## Exercise inputs

PR #3262, opened 2025-10-23
Tests for Model Catalog

kunal-511:

## ✅ Contributor Checklist
  - [ ] I have tested these changes with kustomize. See [Installation Prerequisites](https://github.com/kubeflow/manifests#prerequisites).
  - [ ] All commits are [_signed-off_](https://github.com/kubeflow/community/tree/master/dco-signoff-hook#signing-off-commits) to satisfy the DCO check.
  - [ ] I have considered adding my company to the adopters page to support Kubeflow and help the community, since I expect help from the community for my issue (see [1.](https://github.com/kubeflow/community/issues/833) and [2.](https://github.com/kubeflow/community/blob/master/ADOPTERS.md#adopters-of-kubeflow-platform)).

---     
 
### DIFF
--- a/.github/workflows/full_kubeflow_integration_test.yaml
+++ b/.github/workflows/full_kubeflow_integration_test.yaml
@@ -109,6 +109,9 @@ jobs:
       run: |
         kustomize build applications/model-registry/upstream/options/ui/overlays/istio | kubectl apply -n kubeflow -f -
 
+    - name: Install KF Model Catalog
+      run: ./tests/model_catalog_install.sh
+
     - name: Install Spark
       run: chmod u+x tests/*.sh && ./tests/spark_install.sh
 
@@ -230,6 +233,9 @@ jobs:
         curl -s --fail \
           "localhost:8080/model-registry/api/v1/model_registry?namespace=${KF_PROFILE}" \
           -H "Authorization: Bearer ${KF_TOKEN}"
+
+    - name: Run Model Catalog API tests
+      run: ./tests/model_catalog_test.sh
 
     - name: Test Model Registry API with Unauthorized Token
       run: |


.github/workflows/model_catalog_test.yaml
```diff
@@ -0,0 +1,71 @@
...
+    - name: Run Model Catalog API tests
+      run: ./tests/model_catalog_test.sh
+
+    - name: Test Model Catalog API endpoint
+      run: |
+        nohup kubectl port-forward svc/model-catalog-model-catalog-service -n kubeflow 8082:8080 &
+        sleep 5
+        curl -v -X 'GET' \
+          'http://localhost:8082/api/model_catalog/v1alpha1/models?pageSize=100' \
+          -H 'accept: application/json' || echo "Note: Empty catalog is expected for basic test"
```
tarilabs: not sure if this last step is needed, given tests/model_catalog_test.sh already curl on this API endpoint?

kunal-511: You're absolutely right! The last step is redundant

juliusvonkohout:
Should we just merge this with the model registry files or do you want to have it explicitly separate @tarilabs ?

tarilabs:
> Should we just merge this with the model registry files or do you want to have it explicitly separate @tarilabs ?

I'd prefer to keep these separate GHA and scripts, if that is okay with you, as we'd like to showcase Catalog also independently of Registry. Further will help pin-point if either fails their check. Wdyt?

tests/model_catalog_install.sh
```diff
@@ -0,0 +1,6 @@
+#!/bin/bash
+set -euxo pipefail
+
+cd applications/model-registry/upstream/options/catalog && kustomize build . | kubectl apply -n kubeflow -f - && cd ../../../../../
```
pboyd: Minor thing, but a sub-shell would save you from counting directories:

```suggestion
(
    cd applications/model-registry/upstream/options/catalog
    kustomize build . | kubectl apply -n kubeflow -f -
)
```

Also, when we bring the changes from upstream, this path will need to be `applications/model-registry/upstream/options/catalog/base` (unless you want the istio components, in which case it's `applications/model-registry/upstream/options/catalog/overlay`).

pboyd (approved):
Looks good to me.

Fair warning though, we've tweaked a few things upstream and we'll need some changes to this test when we bring those changes back down. Namely, we fixed some of the redundant names and added an optional istio overlay.

juliusvonkohout:
Strange, i see 
```
{"level":"info","ts":"2025-10-24T13:50:52.002205822Z","logger":"setup","caller":"trainer-controller-manager/main.go:93","msg":"Loading configuration","configFile":""}
panic: runtime error: invalid memory address or nil pointer dereference
[signal SIGSEGV: segmentation violation code=0x1 addr=0x0 pc=0x13def43]

goroutine 1 [running]:
github.com/kubeflow/trainer/v2/pkg/config.addTo(0xc0003b6fd0, 0xc000231040, 0x40?)
	/workspace/pkg/config/config.go:71 +0x1c3
github.com/kubeflow/trainer/v2/pkg/config.Load(_, {_, _}, _)
	/workspace/pkg/config/config.go:128 +0x216
main.main()
	/workspace/cmd/trainer-controller-manager/main.go:94 +0x3a5
```
in kubeflow-trainer-controller-manager in kubeflow-system
probably because of https://github.com/kubeflow/manifests/blob/65245b29afe55d5d7b699fdf33903b32e21db9f5/applications/trainer/upstream/overlays/manager/kustomization.yaml#L18

juliusvonkohout:
/lgtm
/unhold
thank you

PR #3268, opened 2025-11-04
Fix kustomize warnings

Misha6Sharma:
This PR updates several deprecated Kustomize fields across multiple components to reduce warnings during kustomize build
Changes included in the following field:
Replacing commonLabels with labels
Replacing bases with resources
Replacing patchesStrategicMerge with patches
I didn’t convert vars to replacements yet since that feature is still experimental and could affect how the manifests build.

### DIFF
--- a/applications/admission-webhook/upstream/base/kustomization.yaml
+++ b/applications/admission-webhook/upstream/base/kustomization.yaml
@@ -8,11 +8,6 @@ resources:
 - service-account.yaml
 - service.yaml
 - crd.yaml
-commonLabels:
-  app: poddefaults
-  kustomize.component: poddefaults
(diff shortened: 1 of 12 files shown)


juliusvonkohout:
Hello @Misha6Sharmathese and thank you for the PR. The files are synchronized here via scripts. You need to fix it upstream in kubeflow/dashboard, kubeflow/pipelines kubeflow/katib etc. to change the source. But you can use this PR to test your upstream changes platform wide.

Misha6Sharma:
Thanks for clarifying , I didnt know these files are synced from the upstream repos
Will move the updates to the respective repo and will use the same to verify

PR #3282, opened 2025-11-24
Synchronize trainer manifests v2.1.0

juliusvonkohout:
@andreyvelich @yiminghub2024 please review.

### DIFF
--- a/scripts/synchronize-trainer-manifests.sh
+++ b/scripts/synchronize-trainer-manifests.sh
@@ -9,7 +9,7 @@ setup_error_handling
 COMPONENT_NAME="trainer"
 REPOSITORY_NAME="kubeflow/trainer"
 REPOSITORY_URL="https://github.com/kubeflow/trainer.git"
-COMMIT="f12a6d3"
+COMMIT="v2.1.0"
 REPOSITORY_DIRECTORY="trainer"
 SOURCE_DIRECTORY=${SOURCE_DIRECTORY:=/tmp/kubeflow-${COMPONENT_NAME}}
 BRANCH_NAME=${BRANCH_NAME:=synchronize-${COMPONENT_NAME}-manifests-${COMMIT?}}


applications/trainer/upstream/overlays/data-cache/kustomization.yaml
```diff
@@ -0,0 +1,53 @@
...
+
+# Patch namespace-rbac resources to install in default namespace
+patches:
+  - target:
+      kind: ServiceAccount
+      name: kubeflow-trainer-cache-initializer
+    patch: |-
+      - op: add
+        path: /metadata/namespace
+        value: default
```
juliusvonkohout, line 25: That is a hard blocker from the security perspective. Why do you want the default namespace ?

applications/trainer/upstream/overlays/data-cache/cluster_role.yaml
juliusvonkohout, line 1: Should we not use kubeflow-edit and default-editor?

juliusvonkohout: i think this is just an example that we do not install by default

juliusvonkohout:
@andreyvelich do we still need the patches from here https://github.com/kubeflow/manifests/blob/cab3e83e4ee54cd31e41940c084908189d33da39/applications/trainer/overlays/kustomization.yaml#L8-L48 or are they already upstreamed ?

andreyvelich:
> securityContext

SecurityContext should be already there: https://github.com/kubeflow/trainer/blob/master/manifests/base/manager/manager.yaml#L26
I am not sure why do you need `traffic.sidecar.istio.io/excludeInboundPort` ?

andreyvelich:
Can we also update ClusterRoleBinding to allow everyone access ClusterTrainingRuntime, as we discussed here: https://cloud-native.slack.com/archives/C073N7BMLB1/p1764001097918489?thread_ts=1763585362.957169&cid=C073N7BMLB1

cc @kimwnasptd

yiminghub2024:
i think maybe trainer and trainer-operator leave one in manifest is ok , because use one key install ,it will only install trainer , many users will very confused why have two in list but only install one ?  what's the differents between trainer-controller and trainer-operator?

yiminghub2024:
another suggestion is  in manifest readme.md   component list  version do not have f12a6d3 like this ,it need display exactly version like v2.0.1 or many users do not know what's the version ,they need use docker images to check the install version ,its very confused ,thanks

juliusvonkohout:
> Can we also update ClusterRoleBinding to allow everyone access ClusterTrainingRuntime, as we discussed here: https://cloud-native.slack.com/archives/C073N7BMLB1/p1764001097918489?thread_ts=1763585362.957169&cid=C073N7BMLB1
> 
> cc @kimwnasptd

Yes, but that is something for a seperate PR.

/approve

juliusvonkohout:
> > securityContext
> 
> SecurityContext should be already there: https://github.com/kubeflow/trainer/blob/master/manifests/base/manager/manager.yaml#L26 I am not sure why do you need `traffic.sidecar.istio.io/excludeInboundPort` ?

If there is an istio sidecar this will help. We need to check whether it is still needed in a separate PR.

juliusvonkohout:
> > > securityContext
> > 
> > 
> > SecurityContext should be already there: https://github.com/kubeflow/trainer/blob/master/manifests/base/manager/manager.yaml#L26 I am not sure why do you need `traffic.sidecar.istio.io/excludeInboundPort` ?
> 
> If there is an istio sidecar this will help. We need to check whether it is still needed in a separate PR.

@kunal-511 can you look into that. Nevertheless we should still merge this PR here.

PR #3283, opened 2025-11-25
Synchronize kubeflow pipelines manifests 2.15.0

juliusvonkohout:
@akagami-harsh @pschoen-itsc please review.

I had to manually remove applications/pipeline/upstream/base/pipeline/allow-same-namespace-networkpolicy.yaml
and modify applications/pipeline/upstream/base/pipeline/kustomization.yaml to get rid of the duplicated networkpolicy. allow-same-namespace-networkpolicy.yaml Should probably only be in the KFP tests but not in the release manifests.


juliusvonkohout:
SO lets merge this one here first, but @pschoen-itsc or @akagami-harsh  can you take care of removing the duplicated networkpolicy from upstream KFP?

akagami-harsh:
> SO lets merge this one here first, but @pschoen-itsc or @akagami-harsh can you take care of removing the duplicated networkpolicy from upstream KFP?

opened a pr https://github.com/kubeflow/pipelines/pull/12492

PR #3319, opened 2026-01-05
fix: variable namespaces for networkpolicies

juhyeon-cha:
# Pull Request Template for Kubeflow Manifests

## ✏️ Summary of Changes

The problem is that all NetworkPolicies are being created in the kubeflow namespace because the `namespace` value is present in kustomization.yaml.

## ✅ Contributor Checklist
  - [x] I have tested these changes with kustomize. See [Installation Prerequisites](https://github.com/kubeflow/manifests#prerequisites).
  - [x] All commits are [_signed-off_](https://github.com/kubeflow/community/tree/master/dco-signoff-hook#signing-off-commits) to satisfy the DCO check.
  - [ ] I have considered adding my company to the adopters page to support Kubeflow and help the community, since I expect help from the community for my issue (see [1.](https://github.com/kubeflow/community/issues/833) and [2.](https://github.com/kubeflow/community/blob/master/ADOPTERS.md#adopters-of-kubeflow-platform)).

---     
 
> You can join the CNCF Slack and access our meetings at the [Kubeflow Community](https://www.kubeflow.org/docs/about/community/) website. Our channel on the CNCF Slack is here [**#kubeflow-platform**](https://app.slack.com/client/T08PSQ7BQ/C073W572LA2).

PR #3317, opened 2026-01-04
fix(knative): update PDBs to allow node drain

aniketpati1121:
## ✏️ Summary of Changes
- Updated PodDisruptionBudgets (PDBs) for Knative core components (activator, webhook, eventing-webhook)
- Adjusted `minAvailable` and replicas to allow safe node drain for single-replica deployments
- Ensures cluster maintenance can proceed without manually evicting pods or blocking drains
## 🐛 Related Issues
Fixes #3313

PR #3321, opened 2026-01-11
documentation: propose kubeflow-system namespace migration

aniketpati1121:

## Requirement
Your answer is a single number: how many lines in the listing above hold "system"?

## Response
2